[Stored items]
PR #417, opened 2015-05-26
Fix reset positions for sections and fields

vadymmarkov:


zenangst:
@3lvis mind having a look?

PR #421, opened 2015-06-02
Add Counter Type field with controls

jeffleeismyhero:
The added field type provides a field of type "count." This field includes two buttons to increase and decrease the fields value (by one) with each press.

screen shot 2015-06-02 at 3 37 06 pm

The field and controls allow quick and easy value adjustment without the need for a keyboard. In other respects, the field behaves like a "number" field.


jeffleeismyhero:
Thanks!

PR #437, opened 2015-06-30
Improve/reload with dictionary

zenangst:
`reloadWithDictionary:` was setting the literal value to the `FORMField` value.
This PR should fix that by looping through the `values` on the `FORMField` and use the one that matches. If it doesn't match anything in `.values`, it defaults it to `nil`.


zenangst:
screen shot 2015-06-30 at 14 51 37

vadymmarkov:
@zenangst :+1:

PR #1132, opened 2021-12-03
find_devs/openbsd: accept ISO on disk

goneri:
When the metadata is an ISO image and is exposed through a disk,
the device is called `/dev/sd?a` internally. For instance `/dev/sd1a`.

It can then be mounted with `mount_cd9660 /dev/sd1a /mnt`.

For comparison, metadata in the FAT32 format are exposed as `/dev/sd?i` because this time there is a partition table.

With this change, cloud-init ttries to mount `/dev/sd?a` in addition to `/dev/sd?i`.

Closes: https://github.com/ContainerCraft/kmi/issues/12

### DIFF
--- a/cloudinit/util.py
+++ b/cloudinit/util.py
@@ -1217,8 +1217,9 @@ def find_devs_with_openbsd(criteria=None, oformat='device',
             continue
         if entry == 'fd0:':
             continue
-        part_id = 'a' if entry.startswith('cd') else 'i'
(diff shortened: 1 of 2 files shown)


TheRealFalcon:
@goneri , the change looks good to me, but a few unit tests are failing. Can you fix the failing unit tests?

TheRealFalcon (approved):
Thanks!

- [WHAT TO PRODUCE] Ascertain the number of lines in the entries that include the word "exposed", and report only that number.

- [RESPONSE] 2